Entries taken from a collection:

__________________________________________________

PR #484, opened 2025-03-20
Test: Only attach "closePopupsIfExist" once per test

marusak:
Having generic close functions can close pop-ups that we don't count with and cause unexpected behavior.

**Testing** what popups we still need to close.

### DIFF
--- a/_playwright-tests/UI/Templates.spec.ts
+++ b/_playwright-tests/UI/Templates.spec.ts
@@ -33,7 +33,6 @@ test.describe('Templates', () => {
 
     await test.step('Navigate to the templates page', async () => {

__________________________________________________

EXERCISE PROMPT
Write out each line of the data that holds the string "tests".

TASK SOLUTION
--- a/_playwright-tests/UI/Templates.spec.ts
+++ b/_playwright-tests/UI/Templates.spec.ts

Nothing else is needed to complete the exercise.